Assigned task:
From the data below, copy each line that includes the word "starting".

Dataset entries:
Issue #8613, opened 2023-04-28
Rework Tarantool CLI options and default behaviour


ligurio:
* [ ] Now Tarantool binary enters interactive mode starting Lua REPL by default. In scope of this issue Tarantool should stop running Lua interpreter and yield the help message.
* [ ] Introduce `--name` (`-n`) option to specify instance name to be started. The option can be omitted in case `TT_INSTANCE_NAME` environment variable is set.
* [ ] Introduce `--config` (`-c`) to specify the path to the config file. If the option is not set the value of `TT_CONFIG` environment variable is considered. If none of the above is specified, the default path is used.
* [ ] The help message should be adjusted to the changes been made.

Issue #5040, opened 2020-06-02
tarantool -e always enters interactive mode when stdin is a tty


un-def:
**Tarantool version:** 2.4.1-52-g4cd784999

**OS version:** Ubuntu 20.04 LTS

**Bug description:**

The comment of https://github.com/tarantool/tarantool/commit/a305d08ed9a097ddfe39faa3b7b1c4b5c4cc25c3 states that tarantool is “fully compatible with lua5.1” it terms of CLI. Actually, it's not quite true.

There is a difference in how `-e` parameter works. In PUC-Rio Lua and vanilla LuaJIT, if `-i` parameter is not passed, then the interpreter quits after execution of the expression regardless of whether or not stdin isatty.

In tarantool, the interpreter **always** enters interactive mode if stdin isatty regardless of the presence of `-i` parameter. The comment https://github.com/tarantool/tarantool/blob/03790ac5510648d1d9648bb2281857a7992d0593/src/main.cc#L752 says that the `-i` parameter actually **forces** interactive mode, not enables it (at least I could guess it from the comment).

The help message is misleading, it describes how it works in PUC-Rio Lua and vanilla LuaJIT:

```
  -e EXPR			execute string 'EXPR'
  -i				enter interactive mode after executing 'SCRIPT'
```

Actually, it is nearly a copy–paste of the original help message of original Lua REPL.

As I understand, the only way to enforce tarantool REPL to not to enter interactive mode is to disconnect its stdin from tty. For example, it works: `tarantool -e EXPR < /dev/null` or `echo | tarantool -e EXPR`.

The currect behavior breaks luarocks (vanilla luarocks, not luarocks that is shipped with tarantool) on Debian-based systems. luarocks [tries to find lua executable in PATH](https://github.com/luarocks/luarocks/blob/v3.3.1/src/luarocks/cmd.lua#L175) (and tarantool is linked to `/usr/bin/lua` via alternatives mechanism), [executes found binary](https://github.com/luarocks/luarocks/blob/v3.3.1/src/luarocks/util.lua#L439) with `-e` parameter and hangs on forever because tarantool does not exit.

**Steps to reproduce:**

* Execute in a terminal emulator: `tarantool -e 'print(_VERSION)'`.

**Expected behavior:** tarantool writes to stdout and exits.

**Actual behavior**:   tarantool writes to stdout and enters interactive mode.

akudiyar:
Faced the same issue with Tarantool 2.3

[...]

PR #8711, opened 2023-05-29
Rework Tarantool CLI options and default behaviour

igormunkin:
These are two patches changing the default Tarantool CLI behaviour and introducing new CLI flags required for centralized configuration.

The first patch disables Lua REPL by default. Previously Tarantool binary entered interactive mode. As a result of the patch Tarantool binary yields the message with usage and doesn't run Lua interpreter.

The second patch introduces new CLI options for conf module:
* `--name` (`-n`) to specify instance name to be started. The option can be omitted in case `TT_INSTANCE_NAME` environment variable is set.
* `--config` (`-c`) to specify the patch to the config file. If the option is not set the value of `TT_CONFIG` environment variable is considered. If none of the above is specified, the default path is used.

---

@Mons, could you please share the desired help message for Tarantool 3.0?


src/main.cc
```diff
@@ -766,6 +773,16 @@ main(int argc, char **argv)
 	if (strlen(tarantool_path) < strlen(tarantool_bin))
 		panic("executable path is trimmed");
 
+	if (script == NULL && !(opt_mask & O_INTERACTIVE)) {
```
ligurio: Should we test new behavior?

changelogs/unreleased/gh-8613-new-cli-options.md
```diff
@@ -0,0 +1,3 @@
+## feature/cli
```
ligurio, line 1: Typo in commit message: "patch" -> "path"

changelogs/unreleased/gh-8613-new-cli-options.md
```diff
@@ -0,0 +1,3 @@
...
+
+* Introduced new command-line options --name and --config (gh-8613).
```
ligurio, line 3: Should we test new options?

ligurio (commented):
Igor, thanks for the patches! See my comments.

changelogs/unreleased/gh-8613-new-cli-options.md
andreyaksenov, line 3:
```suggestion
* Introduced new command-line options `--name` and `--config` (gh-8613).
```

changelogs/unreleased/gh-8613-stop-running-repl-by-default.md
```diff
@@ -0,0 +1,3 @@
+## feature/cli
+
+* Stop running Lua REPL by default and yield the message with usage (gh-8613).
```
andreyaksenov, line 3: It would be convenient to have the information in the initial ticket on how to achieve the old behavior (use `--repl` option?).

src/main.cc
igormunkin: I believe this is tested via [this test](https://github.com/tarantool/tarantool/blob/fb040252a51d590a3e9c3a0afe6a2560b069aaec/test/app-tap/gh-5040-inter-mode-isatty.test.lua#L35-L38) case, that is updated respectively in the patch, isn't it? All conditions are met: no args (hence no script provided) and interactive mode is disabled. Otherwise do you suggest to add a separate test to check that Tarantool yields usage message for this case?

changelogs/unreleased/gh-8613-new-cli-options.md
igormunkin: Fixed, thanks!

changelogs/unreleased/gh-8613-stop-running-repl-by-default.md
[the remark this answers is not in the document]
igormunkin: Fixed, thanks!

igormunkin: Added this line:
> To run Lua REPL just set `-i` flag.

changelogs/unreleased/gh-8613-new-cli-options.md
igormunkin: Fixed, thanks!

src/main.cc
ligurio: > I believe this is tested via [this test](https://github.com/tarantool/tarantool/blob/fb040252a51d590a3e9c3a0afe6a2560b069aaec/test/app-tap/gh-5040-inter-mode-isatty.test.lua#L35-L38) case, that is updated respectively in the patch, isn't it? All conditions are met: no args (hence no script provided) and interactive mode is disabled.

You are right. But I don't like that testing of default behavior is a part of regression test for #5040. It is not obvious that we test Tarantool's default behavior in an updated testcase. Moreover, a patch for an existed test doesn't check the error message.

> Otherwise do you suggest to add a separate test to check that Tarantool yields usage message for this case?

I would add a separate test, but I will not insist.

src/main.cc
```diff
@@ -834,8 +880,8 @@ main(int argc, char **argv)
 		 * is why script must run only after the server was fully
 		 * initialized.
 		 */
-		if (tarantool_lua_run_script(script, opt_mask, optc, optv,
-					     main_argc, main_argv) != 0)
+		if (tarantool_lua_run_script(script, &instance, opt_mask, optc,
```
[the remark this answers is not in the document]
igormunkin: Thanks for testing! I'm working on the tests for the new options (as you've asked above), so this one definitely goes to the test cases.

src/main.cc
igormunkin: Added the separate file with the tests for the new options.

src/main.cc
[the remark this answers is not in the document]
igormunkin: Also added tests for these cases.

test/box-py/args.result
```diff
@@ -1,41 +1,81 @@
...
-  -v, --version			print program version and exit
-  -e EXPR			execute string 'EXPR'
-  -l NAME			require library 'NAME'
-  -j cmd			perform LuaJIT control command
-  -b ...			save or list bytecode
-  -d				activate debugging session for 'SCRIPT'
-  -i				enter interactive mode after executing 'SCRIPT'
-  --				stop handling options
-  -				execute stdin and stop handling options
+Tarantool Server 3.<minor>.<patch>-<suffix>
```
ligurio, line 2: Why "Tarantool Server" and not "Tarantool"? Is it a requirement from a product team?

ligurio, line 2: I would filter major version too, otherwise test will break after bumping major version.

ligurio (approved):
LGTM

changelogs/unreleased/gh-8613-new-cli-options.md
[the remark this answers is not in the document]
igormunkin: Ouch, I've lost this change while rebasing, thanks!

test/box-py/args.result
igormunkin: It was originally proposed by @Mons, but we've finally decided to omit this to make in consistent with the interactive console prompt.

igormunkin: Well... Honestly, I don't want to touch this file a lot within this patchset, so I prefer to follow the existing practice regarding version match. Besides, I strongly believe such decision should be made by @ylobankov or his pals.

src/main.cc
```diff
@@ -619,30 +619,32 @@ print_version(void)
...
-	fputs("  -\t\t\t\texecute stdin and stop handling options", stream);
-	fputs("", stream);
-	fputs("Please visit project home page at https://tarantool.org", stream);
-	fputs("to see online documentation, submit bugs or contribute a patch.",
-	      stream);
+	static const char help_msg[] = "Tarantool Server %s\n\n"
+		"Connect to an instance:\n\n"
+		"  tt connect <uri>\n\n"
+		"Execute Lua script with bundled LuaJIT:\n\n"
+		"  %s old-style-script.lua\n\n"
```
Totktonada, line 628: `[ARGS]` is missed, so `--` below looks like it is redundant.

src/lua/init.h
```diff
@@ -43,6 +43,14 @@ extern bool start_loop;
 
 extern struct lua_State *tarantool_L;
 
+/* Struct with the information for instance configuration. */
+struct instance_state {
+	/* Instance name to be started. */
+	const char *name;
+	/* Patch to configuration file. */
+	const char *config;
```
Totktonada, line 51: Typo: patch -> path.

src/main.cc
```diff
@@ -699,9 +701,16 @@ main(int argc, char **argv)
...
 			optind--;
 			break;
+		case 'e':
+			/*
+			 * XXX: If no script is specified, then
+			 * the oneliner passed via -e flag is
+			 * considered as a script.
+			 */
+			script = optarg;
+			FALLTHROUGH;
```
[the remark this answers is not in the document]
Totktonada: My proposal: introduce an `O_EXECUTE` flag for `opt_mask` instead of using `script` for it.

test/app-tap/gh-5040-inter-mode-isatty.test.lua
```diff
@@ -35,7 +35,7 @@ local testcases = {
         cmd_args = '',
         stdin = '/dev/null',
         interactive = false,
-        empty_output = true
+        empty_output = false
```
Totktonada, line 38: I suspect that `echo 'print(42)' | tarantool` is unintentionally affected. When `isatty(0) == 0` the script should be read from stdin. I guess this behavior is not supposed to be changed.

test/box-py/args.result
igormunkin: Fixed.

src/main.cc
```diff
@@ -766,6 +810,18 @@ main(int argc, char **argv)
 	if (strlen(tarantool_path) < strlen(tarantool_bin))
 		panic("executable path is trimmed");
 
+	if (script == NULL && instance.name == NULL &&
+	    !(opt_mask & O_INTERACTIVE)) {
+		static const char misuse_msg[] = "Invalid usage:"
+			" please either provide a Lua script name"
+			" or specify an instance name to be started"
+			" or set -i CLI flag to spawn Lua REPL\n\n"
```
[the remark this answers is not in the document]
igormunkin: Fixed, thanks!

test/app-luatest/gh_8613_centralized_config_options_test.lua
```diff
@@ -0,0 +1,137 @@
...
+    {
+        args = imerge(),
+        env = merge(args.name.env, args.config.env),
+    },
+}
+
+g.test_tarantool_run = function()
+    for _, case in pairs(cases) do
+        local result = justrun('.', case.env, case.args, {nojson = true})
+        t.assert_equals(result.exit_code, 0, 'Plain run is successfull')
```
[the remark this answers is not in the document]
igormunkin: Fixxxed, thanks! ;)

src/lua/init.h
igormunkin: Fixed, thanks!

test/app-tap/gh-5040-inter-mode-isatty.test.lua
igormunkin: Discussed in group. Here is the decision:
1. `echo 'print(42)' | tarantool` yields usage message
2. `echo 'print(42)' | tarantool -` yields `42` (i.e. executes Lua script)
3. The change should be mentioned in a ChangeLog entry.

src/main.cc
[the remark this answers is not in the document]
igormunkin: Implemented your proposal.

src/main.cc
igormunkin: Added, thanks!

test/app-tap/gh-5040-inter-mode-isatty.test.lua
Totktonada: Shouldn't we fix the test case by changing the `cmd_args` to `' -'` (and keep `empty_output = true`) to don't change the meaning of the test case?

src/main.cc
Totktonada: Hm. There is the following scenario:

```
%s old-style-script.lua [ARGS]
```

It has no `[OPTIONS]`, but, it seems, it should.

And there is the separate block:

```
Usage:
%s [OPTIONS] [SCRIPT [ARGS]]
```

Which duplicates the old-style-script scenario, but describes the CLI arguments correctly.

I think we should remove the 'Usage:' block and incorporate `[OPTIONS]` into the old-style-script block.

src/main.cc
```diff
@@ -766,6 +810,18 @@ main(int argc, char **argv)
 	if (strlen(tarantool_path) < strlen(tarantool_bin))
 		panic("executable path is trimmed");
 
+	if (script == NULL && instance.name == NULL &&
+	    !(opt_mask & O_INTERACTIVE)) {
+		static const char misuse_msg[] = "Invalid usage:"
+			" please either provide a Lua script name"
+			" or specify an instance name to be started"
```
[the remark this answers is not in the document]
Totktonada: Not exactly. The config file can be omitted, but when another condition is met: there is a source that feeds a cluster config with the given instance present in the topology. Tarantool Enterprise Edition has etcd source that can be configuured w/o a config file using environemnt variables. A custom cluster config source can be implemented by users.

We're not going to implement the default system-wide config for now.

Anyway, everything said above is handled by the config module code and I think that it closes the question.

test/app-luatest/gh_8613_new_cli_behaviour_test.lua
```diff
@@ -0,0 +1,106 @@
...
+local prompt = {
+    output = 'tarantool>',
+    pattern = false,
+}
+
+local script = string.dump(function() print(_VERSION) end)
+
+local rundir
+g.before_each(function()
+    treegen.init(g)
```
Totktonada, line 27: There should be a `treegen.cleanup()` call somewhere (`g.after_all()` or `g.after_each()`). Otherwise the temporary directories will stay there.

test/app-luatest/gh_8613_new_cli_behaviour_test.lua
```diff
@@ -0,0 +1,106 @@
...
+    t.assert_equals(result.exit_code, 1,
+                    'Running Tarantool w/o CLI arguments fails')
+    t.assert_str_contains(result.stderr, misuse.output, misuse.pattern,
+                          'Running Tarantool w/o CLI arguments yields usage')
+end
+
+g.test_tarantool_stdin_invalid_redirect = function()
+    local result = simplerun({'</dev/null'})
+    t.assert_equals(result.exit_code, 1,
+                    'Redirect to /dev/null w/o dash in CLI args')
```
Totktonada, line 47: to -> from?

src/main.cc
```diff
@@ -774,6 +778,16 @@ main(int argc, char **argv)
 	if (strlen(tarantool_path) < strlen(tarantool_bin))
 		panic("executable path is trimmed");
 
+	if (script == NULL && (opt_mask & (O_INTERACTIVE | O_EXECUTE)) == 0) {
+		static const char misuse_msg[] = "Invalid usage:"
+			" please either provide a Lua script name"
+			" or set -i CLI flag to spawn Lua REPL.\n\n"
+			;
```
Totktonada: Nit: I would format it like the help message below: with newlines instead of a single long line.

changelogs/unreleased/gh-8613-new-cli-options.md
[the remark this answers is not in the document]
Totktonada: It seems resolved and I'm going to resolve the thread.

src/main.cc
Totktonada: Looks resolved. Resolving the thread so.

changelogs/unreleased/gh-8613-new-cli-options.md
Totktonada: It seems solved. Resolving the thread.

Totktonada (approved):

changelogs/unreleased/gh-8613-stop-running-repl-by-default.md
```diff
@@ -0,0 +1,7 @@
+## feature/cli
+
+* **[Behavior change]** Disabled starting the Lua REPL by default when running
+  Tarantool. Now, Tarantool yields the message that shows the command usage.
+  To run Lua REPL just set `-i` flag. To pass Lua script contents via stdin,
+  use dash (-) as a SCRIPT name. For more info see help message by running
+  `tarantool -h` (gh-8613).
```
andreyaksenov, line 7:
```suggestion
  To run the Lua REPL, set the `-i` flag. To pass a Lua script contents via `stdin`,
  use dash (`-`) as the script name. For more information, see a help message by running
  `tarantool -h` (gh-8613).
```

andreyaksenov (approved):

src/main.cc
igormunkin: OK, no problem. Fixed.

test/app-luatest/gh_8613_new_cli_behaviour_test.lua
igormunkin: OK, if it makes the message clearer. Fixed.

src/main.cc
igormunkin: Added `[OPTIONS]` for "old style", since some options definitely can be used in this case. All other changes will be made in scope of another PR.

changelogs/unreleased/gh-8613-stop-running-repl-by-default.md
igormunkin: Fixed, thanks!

Answer to this task:
* [ ] Now Tarantool binary enters interactive mode starting Lua REPL by default. In scope of this issue Tarantool should stop running Lua interpreter and yield the help message.
+* **[Behavior change]** Disabled starting the Lua REPL by default when running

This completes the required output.